Search through any documents you were given for the house, or manuals, and you might find something. Manufacturer might know when it was built, when it was sold to a distributor or retailer, and which one, based on serial number. Then distributor or retailer might have a record of when it was sold, based on serial number or your address. In the alternative, your real estate record might show you the name of who owned the house then, and you can try to find them.


----------



## rjniles (Feb 5, 2007)

nap said:


> it seems kind of kinky but hey, to each their own.
> 
> .


Similar minds run in the same gutter. That was also my first thought when I read the title:laughing:


----------



## thefixer56 (Feb 23, 2014)

Not necessary to search further. I'm 100% confident it was manufactured in 2006. First, I don't know where you got 1999 from but GE recycles their serial number date codes every 12 years so your serial number could be for an 82 94 or 06, not 99, model. Based on the parts manual for your model, yours has the transmission that was used in GE washers from 95 thru 06. The F in the model number indicates that the model was introduced in 2005. The user manual for your model has the date of 2005 in it. It was most certainly made in 2006


----------



## miamicuse (Nov 13, 2011)

thefixer56 said:


> Not necessary to search further. I'm 100% confident it was manufactured in 2006. First, I don't know where you got 1999 from but GE recycles their serial number date codes every 12 years so your serial number could be for an 82 94 or 06, not 99, model. Based on the parts manual for your model, yours has the transmission that was used in GE washers from 95 thru 06. The F in the model number indicates that the model was introduced in 2005. The user manual for your model has the date of 2005 in it. It was most certainly made in 2006


Thank you, I used a wedsite that you enter brand, model and serial number and it usually give me good info but for this one it didn't. Thank you for the 2006 information!


----------



## miamicuse (Nov 13, 2011)

Fix'n it said:


> your a pervert


I am, that's why I am trying to find her true age! :laughing: I don't know if she's too heavy for the spin cycle.


----------



## Fix'n it (Mar 12, 2012)

a 9y/o ! your a real sicko ! but then if you look at it in "washing machine years", that would be 63. so your ok there :yes: . but still may be a pervert anyway :laughing:


----------



## Fix'n it (Mar 12, 2012)

btw. why do you want to know how old it is ?


----------



## gregzoll (Dec 25, 2006)

Fix'n it said:


> btw. why do you want to know how old it is ?

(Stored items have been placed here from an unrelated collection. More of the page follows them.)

PR #673, opened 2016-01-04
Fix RT #126566

LLFourn:
Exporting multiple custom declarators made them clobber their changes to
`$*ACTIONS`. Now use `%*LANG<MAIN-actions>` to chain the changes.

Test: https://github.com/perl6/roast/pull/93
RT: https://rt.perl.org/Public/Bug/Display.html?id=126566

I have a module that I would like to release that depends on multiple custom declarators so I would be happy if this got merged. 

PS I have a wholistic patch that cleans up a lot of the mixing into LANG stuff but it seems that the less ambitious my PRs are the more likely they are to be merged :P

### DIFF
--- a/src/Perl6/World.nqp
+++ b/src/Perl6/World.nqp
@@ -615,14 +615,15 @@ class Perl6::World is HLL::World {
             %*LANG<MAIN> := $cursor.WHAT;
         }
 
+        my $actions := %*LANG<MAIN-actions>;
         # Add action method if needed.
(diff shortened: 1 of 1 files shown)


LLFourn:
Thanks!

lizmat:
> On 04 Jan 2016, at 12:13, LLFourn <notifications@github.com> wrote:
> 
> Thanks!

You’re welcome.  And indeed, smaller patches have a greater chance of not getting warnocked!



Liz

PR #674, opened 2016-01-05
Implement support for auto-generating private accessors.

autark:
'has $!foo' will auto-generate accessors in the same manner as 'has
$.foo' does, but the resulting accessor will be private. No accessor
is auto-generated should a privatly defined method with the same name
already exist. 'is rw' and 'is readonly' now makes sense for private
attributes as well.

### DIFF
--- a/src/Perl6/Actions.nqp
+++ b/src/Perl6/Actions.nqp
@@ -3102,6 +3102,7 @@ class Perl6::Actions is HLL::Actions does STDActions {
             my %config := hash(
                 name => $attrname,
                 has_accessor => $twigil eq '.',
+		has_private_accessor => $twigil eq '!',
                 container_descriptor => $descriptor,
                 type => %cont_info<bind_constraint>,
                 package => $*W.find_symbol(['$?CLASS']));
--- a/src/Perl6/Metamodel/BOOTSTRAP.nqp
+++ b/src/Perl6/Metamodel/BOOTSTRAP.nqp
@@ -1104,6 +1104,7 @@ BEGIN {
     #     has str $!name;
     #     has int $!rw;
     #     has int $!has_accessor;
+    #     has int $!has_private_accessor;
     #     has Mu $!type;
     #     has Mu $!container_descriptor;
     #     has Mu $!auto_viv_container;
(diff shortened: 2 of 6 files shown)


moritz:
I'm sorry if I'm being dense here, but what's the use case?

autark:
I have sent a patch proposal to rakudobug including a use case.

coke:
What's the RT number?

ugexe:
From the RT https://rt.perl.org/Public/Bug/Display.html?id=127172

    class MyClass {
        has $!secret = 5;
        method sauce(MyClass $other) {
            return self!secret() + $other!secret();
        } 
    } 

    say MyClass.new().sauce( MyClass.new() );

But doesn't this defeat the purpose of a private attribute from an untrusted class instance?

jnthn:
It certainly needs a bit of language design thought as to whether we wish to add this. Certainly you'd need to "trusts" to access it from outside of the scope of the class in question so it's not *that* much of an issue, but it does mean you can have access to the private state of other instances, which so far there has not been a way to do short of reflection (and sometimes it's the things you know can't happen that enable you to refactor, so this matters).

The other thing is that it adds code size overhead for each private attribute you declare, whether you use the feature or not.

Would be worth getting Larry's thoughts. I can argue it both ways, so would rather a little more time to think on it also.

autark:
The patch is only meant to give syntactic relief to the following example (which works in current Rakudo):

    class MyClass {
        has $!secret = 5;

        method !secret() { return $!secret; }
        method sauce(MyClass $other) {
            return $!secret + $other!secret;
        } 
    } 

    say MyClass.new().sauce( MyClass.new() );

It does not make private accessors public, so trying to access a private method of instance A in another class B should still be done with introspection + 'use MONKIES :lots-of'.

Another possible solution would be to allow direct access of private attributes within the class, something like $other.$!secret, though it doesn't look very neat.

pierre-vigier:
Waiting for a decision, with a module, something similar:
https://github.com/pierre-vigier/Perl6-AttrX-PrivateAccessor

lizmat:
Feels to me this issue has been solved in module space.  I therefore intend to close this PR in the coming days unless someone objects.

PR #685, opened 2016-01-14
Fix several issues with List.squish

skids:
Only evaluate :&as and :&with the minimum number of times
  Prevent IterationEnd from leaking into :&as and :&with calls
  Use intuitive ordering of :&with args for non-commutative :with
  Always pass :&with consecutive elements of the original list
  Once committed to doing a push-all, no need to mutate anymore
  Might possibly fix r-j RT#126527 -- needs someone to test
  Will commit roast tests for these behaviors after merge

### DIFF
--- a/src/core/Any-iterable-methods.pm
+++ b/src/core/Any-iterable-methods.pm
@@ -1238,7 +1238,7 @@ Did you mean to add a stub (\{...\}) or did you mean to .classify?"
             has Mu $!iter;
             has &!as;
             has &!with;
-            has $!last;
+            has $!last_as;
             has int $!first;
             method BUILD(\list, &!as, &!with) {
                 $!iter  = list.iterator;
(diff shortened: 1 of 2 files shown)


skids:
Passes both 6.c (minus known failing tests) and master roast sets.

The biggest change here is the order of :with arguments.  A grep of the
ecosystem showed nobody using :with, so odds are low that current
behavior is relied upon.

When writing a custom :with this preserves the right-to-left ordering
of the arguments in the list so one can write :with({ $^last > $^next })

The second biggest change is that consecutive elements are always compared,
so in the case of 1, 2, 3 we do not compare 1 with 3.  This is essential if, for
example, you want to squish monotonically increasing sequences.

$ perl6 -e '(1,2,3,4,4,5,6,7,1,2,3).squish(:with({ $^last == $^next.pred })).say'
(1 4 1)

skids:
Tests for this are in roast PR#105

PR #687, opened 2016-01-21
Fix RT#127252: missing compliance with latest JSON spec

zoffixznet:
Newer JSON spec (RFC7159) does not restrict top level items to just objects/arrays and any valid value is acceptable. See:  http://rfc7159.net/rfc7159#rfc.section.2


coke:
We need to determine if this is 6.c safe.

moritz:
More to the point, rakudo's json methods should be only available internally; they aren't tested in t/spec/ and are vendor extensions.

b2gills:
This no longer applies cleanly, as it was moved to be under Rakudo::Internals

PR #689, opened 2016-01-22
Exposes Failure.handled as documented

salortiz:
For conformance with S32 and http://doc.perl6.org/type/Failure#method_handled

use Test; plan 2;
sub f() { fail 'boom' };
my $f = f;
ok not $f.defined, "Handle";
ok $f.handled

### DIFF
--- a/src/core/Failure.pm
+++ b/src/core/Failure.pm
@@ -2,7 +2,7 @@ my class Failure is Nil {
     has $.exception;
     has $.backtrace;
 #?if moar
-    has int $.handled;
+    has int $!handled;
 #?endif
 #?if jvm
     has $!handled;
--- a/src/core/Failure.pm
+++ b/src/core/Failure.pm
@@ -2,7 +2,7 @@ my class Failure is Nil {
     has $.exception;
     has $.backtrace;
 #?if moar
-    has int $!handled;
+    has int $.handled;
 #?endif
 #?if jvm
     has $!handled;


src/core/Failure.pm
```diff
@@ -2,7 +2,7 @@ my class Failure is Nil {
     has $.exception;
     has $.backtrace;
 #?if moar
-    has int $!handled;
+    has int $.handled;
 #?endif
 #?if jvm
     has $!handled;
```
b2gills: The JVM version should have the same change

jonathanstowe:
Actually, I would say that it wants an accessor that coerces it to a Bool rather than exposing a native int in the API i.e. : 
```
method handled() returns Bool {
   Bool($!handled);
}
```
or something like.

salortiz:
In fact, inside the class all uses of $!handled occurs  in Bool context, I don't know  why an int was chosen.

I can propose a more general patch, but first I wanted to try with a minimal approach for easy consensus.

timo:
On 22/01/16 22:08, Salvador Ortiz wrote:
>
> In fact, inside the class all uses of $!handled occurs in Bool 
> context, I don't know why an int was chosen.
>
> I can propose a more general patch, but first I wanted to try with a 
> minimal approach for easy consensus.
>
> —
> <https://github.com/rakudo/rakudo/pull/689#issuecomment-174049130>.
>

Bool is a full object, whereas an int is just a little slot that goes 
into the containing class' body. It also allows us to generate better 
bytecode on the VMs.

With a Bool, you'll end up allocating an extra Bool object for each 
Failure object and the Failure object then just has a pointer to the 
Bool object.

Hope that clarifies things.
   - Timo

salortiz:
New approach in #693, jonathanstowe's spirit

PR #690, opened 2016-01-23
Typo in X::Seq::Consumed exception

tommystanton:
I triggered the exception myself. :blush: I was presented with the following message (notice the typo of "addding"):

```text
This Seq has already been iterated, and its values consumed
(you might solve this by addding .cache on usages of the Seq, or
```


tommystanton:
(_Feel free to reject the pull request if another Rakudo contributor wants to make the tiny fix themselves._ :smile_cat:)

PR #693, opened 2016-01-23
Implement Failure.handled as documented

salortiz:
After the discussion in #689, a new patch that add simply add the method handled --> Bool
Closing original PR

### DIFF
--- a/src/core/Failure.pm
+++ b/src/core/Failure.pm
@@ -55,6 +55,7 @@ my class Failure is Nil {
     }
     multi method Bool(Failure:D:) { $!handled = 1; Bool::False; }
 
+    method handled(Failure:D:)    { Bool($!handled); }
 
 #?if moar
     method Int(Failure:D:)        { $!handled ?? Int !! self!throw(); }
--- a/src/core/Failure.pm
+++ b/src/core/Failure.pm
@@ -2,10 +2,10 @@ my class Failure is Nil {
     has $.exception;
     has $.backtrace;
 #?if moar
-    has int $!handled;
+    has int $.handled is rw;
 #?endif
 #?if jvm
-    has $!handled;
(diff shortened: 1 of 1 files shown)


lizmat:
That should probably be:

+    method handled { nqp::p6bool($!handled) }

I'm not pushing / merging that until we have clarity on what being on 6.c means: if it means including all the warts of the 2015.12 release, then this should go into the 6.d.TOBE code.

src/core/Failure.pm
```diff
@@ -55,6 +55,7 @@ my class Failure is Nil {
     }
     multi method Bool(Failure:D:) { $!handled = 1; Bool::False; }
 
+    method handled(Failure:D:)    { Bool($!handled); }
```
b2gills: In the setting usually `nqp::p6bool` is used to coerce to a Bool

salortiz:
According to S04/Exceptions and roast in https://github.com/perl6/roast/blob/master/S04-exceptions/pending.t#L42
"The .handled  method is rw"
I'm now convinced that the best approach is the original one plus 'is rw', i.e. a simple
```diff
-    has int!handled;
+    has int $.handled is rw;
```
That allows to unfudge ten tests with:
```diff
--- a/S04-exceptions/pending.t
+++ b/S04-exceptions/pending.t
@@ -27,7 +27,7 @@ sub fail_it { fail $^a }
 
     ok all(@fails) ~~ Failure, '@fails is full of fail';
     ok $! !~~ Exception, 'fails do not enter $!';
-    #?rakudo 11 skip '$!.pending'
+    #?rakudo 1 skip '$!.pending'
     is +($!.pending.grep( ! *.handled )), 4,
        '$!.pending has three unhandled exceptions';
 
```

PR #695, opened 2016-01-28
Add osx to travis test matrix

ugexe:


ugexe:
This would vibe well with running the spec tests in travis

PR #696, opened 2016-01-28
add code to implement feature request (bug #127427)

tbrowder:
No tests or doc changes yet, do not know if feature requests for new methods are acceptable.


lizmat:
shouldn't the basename be returned if no extension could be found ?

tbrowder:
Fixed per Liz's comment.

tbrowder:
I'm now reconsidering this pull request as I think about the situation is a larger context.  Opinions, please:

I think the splitting of the basename is more general than applying to IO::Path, but in that context the name "stemname" I don't think is correct. A better name is "stem" so a possible "basenameparts" method would split basename into "stem" and "extension".

However, I think that the method really is a specialization of Str.split so maybe the Str class needs a method called something like "bisect" or "split-in-two" which would return either or both parts.  Then IO::path could have appropriate aliases for that method.  I have to look at class hierarchies and Roles and refine my proposal.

Probably for life expectancy reasons. I had a 2003 Kenmore washer that blew the transmission in 2006. That was because the wife decided to attempt to wash a sleeping bag in it.


----------



## miamicuse (Nov 13, 2011)

Yeah to figure how long this dryer will last.

I am hearing intermittent squeaky noises and I called an appliance repair service. They quoted me $100 for the service call, and the guy told me most likely the wheels need to be replaced and if so that's additional $150. Now I can get a new dryer from the big box stores for $399 and lower with a sale and discount coupon, so always the debate is to pay $250 to repair or $350 for a new one.


----------



## thefixer56 (Feb 23, 2014)

What wheels? It's a washing machine, not a dryer.


----------



## gregzoll (Dec 25, 2006)

thefixer56 said:


> What wheels? It's a washing machine, not a dryer.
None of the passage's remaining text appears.